# SX Mini MX Class



## Rob Fisher (2/1/18)



Reactions: Like 3


----------



## Rob Fisher (2/1/18)



Reactions: Like 2 | Thanks 1


----------



## BATMAN (2/1/18)

What a beauty

Reactions: Thanks 1


----------



## Rob Fisher (2/1/18)

I have always liked the SX Mini range and the MX is another quality mod. They are very well built (and always a little heavy) and the quality is really top notch. The "fall over" issue with the MX is real but is very comfortable in the hand and if you are like me who always has the mod in my hand comfort is really high on my agenda. The menu system is simple once you go through the brief tutorial above and the mod has bluetooth so you can make changes on your iPhone with the app if you want to.

You can put on a 24mm tank with no overhang.

If you are looking for a high quality mod this is a great buy!

Reactions: Like 2 | Winner 3


----------



## Silver (2/1/18)

Wow @Rob Fisher , thats great!!
Wishing you well with it
Let us know how it compares to some of your other great single batt mods when youve had a chance

Reactions: Like 3


----------



## BATMAN (2/1/18)

@Rob Fisher where did you get it from if i may ask?And how much did it set you back?

The fall over seems to be a stress though


----------



## Rob Fisher (2/1/18)

BATMAN said:


> @Rob Fisher where did you get it from if i may ask?And how much did it set you back?
> 
> The fall over seems to be a stress though



https://www.e-wolk.nl/en/sxmini-mx-class.html € 169,99

And it's also available at VaporDNA as well. https://www.vapordna.com/YiHi-SXMini-MX-Class-SX480J-BT-75W-TC-Box-Mod-p/sxmimx.htm 
$149.99

Reactions: Like 1


----------



## Christos (3/1/18)

It's finally here!

Reactions: Like 1 | Winner 3


----------



## Christos (3/1/18)

It not wapari size but it is beautiful...
I now own 2 regulated mods (besides billet boxes ofcourse)

Reactions: Winner 6


----------



## antonherbst (3/1/18)

Oh that does look good. @Rob Fisher or @Christos could one of you post a photo here with the mx and a 24mm atty on it please. I would like to see if the “atty seat” is the same as on the qclass.


----------



## Christos (3/1/18)

Here you go @antonherbst

Reactions: Like 1 | Winner 1


----------



## antonherbst (3/1/18)

Christos said:


> Here you go @antonherbst
> View attachment 117976
> View attachment 117977
> View attachment 117978



Oh wow. Perfect thanks @Christos 

It looks like the seat is wider than the qclass seat for atties.

Reactions: Like 1


----------



## Christos (3/1/18)

antonherbst said:


> Oh wow. Perfect thanks @Christos
> 
> It looks like the seat is wider than the qclass seat for atties.
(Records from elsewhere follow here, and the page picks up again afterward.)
PR #143, opened 2023-05-16
web-console: Added Statement Timeout Configuration and retry button for timeout

aikchun:
Added an extra param `isFromError` for `toggleRunning` to inform the query run in `Monaco` to run the query that is set from the `ErrorNotification

Added an extra param to `queryRaw` to set headers for the query.

Added a RetryButton for ErrorNotifcation that are timeouts.

Clicking on the RetryButton will run the query, and also based on the `running.value` set the button to disabled.
As a general heuristic the query running this way will be doubling the timeout value.

Initial Request with timeout at 6000
timeout-6000

Button disabled while a query is running
Screenshot 2023-05-16 at 9 03 07 PM

Query made with retry button with timeout at 12000
Screenshot 2023-05-16 at 9 03 29 PM

Edit:
UX improvements:
Made the retry button green with greyed out background to increase prominence
Screenshot 2023-05-19 at 7 41 51 PM

When running, the button turns to a stop button that can be used to stop the query if the user wishes.
Screenshot 2023-05-19 at 7 43 34 PM

Some further UX improvements that can be made/considered:
- Automatic retrying of query with increased timeout.
- If retrying query still causes a timeout, instead of adding another timeout notification, we can check if the last notifications, is a timeout notification with same query, if so, we can either replace or skip adding the notification.

Some of the best practices for react that I am familiar with are:
- Use functional components as much as possible (applied in PR)
- If a state change causes a dispatch, use the dispatch in a `useEffect`. (applied in PR)
- Use multiple `useEffect` to break up the side effects based on their dependencies rather than putting them all in one (applied in PR)
- Even though `useState(heavyComputation())` is initialized once, `heavyComputation()` will still be invoked everytime the component renders, use `useMemo` to improve performance.

### DIFF
--- a/packages/web-console/CHANGELOG.md
+++ b/packages/web-console/CHANGELOG.md
@@ -14,6 +14,17 @@ and this project adheres to [Semantic Versioning](https://semver.org/spec/v2.0.0
 * `Fixed` for any bug fixes.
 * `Security` in case of vulnerabilities.
 
+## 0.2.1 - 2023-05-18
+
+### Added
+
+- Allow editing schema on existing tables (column type, designated timestamp and its pattern, geohash precision) [#140](https://github.com/questdb/ui/pull/140)
+- Adjust pasting CSV files from clipboard to not require page wrapper focus [#147](https://github.com/questdb/ui/pull/147)
+
+### Changed
+
+- Simplify and refactor state management in schema editor [#139](https://github.com/questdb/ui/pull/139)
+
 ## 0.0.11 - 2023-02-13
 
 ### Fixed
--- a/packages/web-console/package.json
+++ b/packages/web-console/package.json
@@ -1,6 +1,6 @@
 {
   "name": "@questdb/web-console",
-  "version": "0.2.0",
+  "version": "0.2.1",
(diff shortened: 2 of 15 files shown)


bluestreak01:
Hi Aik,

There are couple of issue with the PR:
- I would like to see you apply apply best practices you're familiar with to the PR description
- It would be good if you attempt to improve the UX of the feature you're adding in this PR

Thanks,
Vlad

aikchun:
> Hi Aik,
> 
> There are couple of issue with the PR:
> 
>     * I would like to see you apply apply best practices you're familiar with to the PR description
> 
>     * It would be good if you attempt to improve the UX of the feature you're adding in this PR
> 
> 
> Thanks, Vlad

@bluestreak01 Hi there. Thanks for the feedback.

I have made some changes to the PR and updated the PR description.
Do let me know if further improvements can be made for this PR or in another.

Thank you
Aik Chun

goodroot:
Hi there - sorry about that, but this went long.

We've decided to close it as state is now far away from when these changes were propsoed.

Well it's a it's 24mm cap. I don't own any 24mm atties ATM.

Reactions: Like 1


----------



## Silver (3/1/18)

Looks lovely @Christos !
Love how it looks and the shape
And that fire button!

Wishing you well with it!

Marevllous!

Reactions: Thanks 1


----------



## johan (3/1/18)

A positive review yesterday by Vaping with Vic:

Reactions: Like 1 | Thanks 1 | Informative 1


----------



## Rob Fisher (17/1/18)

Short update...

Negatives
1. The fire button press is a bit too hard.
2. The fall over ability of this mod is really annoying and I have taken to lying it down rather!
3. Every Now and again I get a "Weak Battery" warning when the battery is just fine... I have to remove the battery and put it back in to fix the issue.

Postives
1. The mod is really comfortable and can be held in the hand for long periods of time no problem.
2. Love the fact I have another mod that can handle 23mm and 24mm tanks.
3. Really well made and is wearing really well.
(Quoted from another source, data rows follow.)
PR #154, opened 2023-05-30
chore(web-console): Import UI fixes + timestamp input update

insmac:
- Fixed an issue when the user could not paste text (i.e. timestamp format) into form inputs because this action would close them and reset their state.
- Fixed an issue when pasting a file to an already existing list would overwrite the queue.
- Added a sample timestamp format text that stays below the pattern input all the time.
CleanShot 2023-05-30 at 16 58 45@2x

### DIFF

Reactions: Like 2 | Informative 2


----------



## Rob Fisher (30/1/18)

White one arrived! Boom!

Reactions: Like 1 | Agree 1 | Winner 3


----------



## Kalashnikov (30/1/18)

Wish this had taken a 21700. feel like 18650s are becoming outdated


----------



## VapingSquid (30/1/18)

Why no USB C


----------



## Christos (30/1/18)

Kalashnikov said:


> Wish this had taken a 21700. feel like 18650s are becoming outdated


Where can we find some decent 20700's that aren't ijoy?
Unfortunately 18650s aren't being replaced anytime soon.

Reactions: Agree 2


----------



## TheV (11/4/18)

Firmware v1.32 is out with the following note:


> 1. Revise the battery detection algorithm by integrating the MCU software;
> 2. Optimized the Bluetooth Feature, enhanced the reliability of the Bluetooth pairing and connection.
> 3.Fixed the display issues: when the APP connects to the device, reload the battery and restart the device, the APP will automatically connect to the device without any display issues.


Link

Hopefully this addresses @Rob Fisher's Negative point 3 above:


> Every Now and again I get a "Weak Battery" warning when the battery is just fine... I have to remove the battery and put it back in to fix the issue.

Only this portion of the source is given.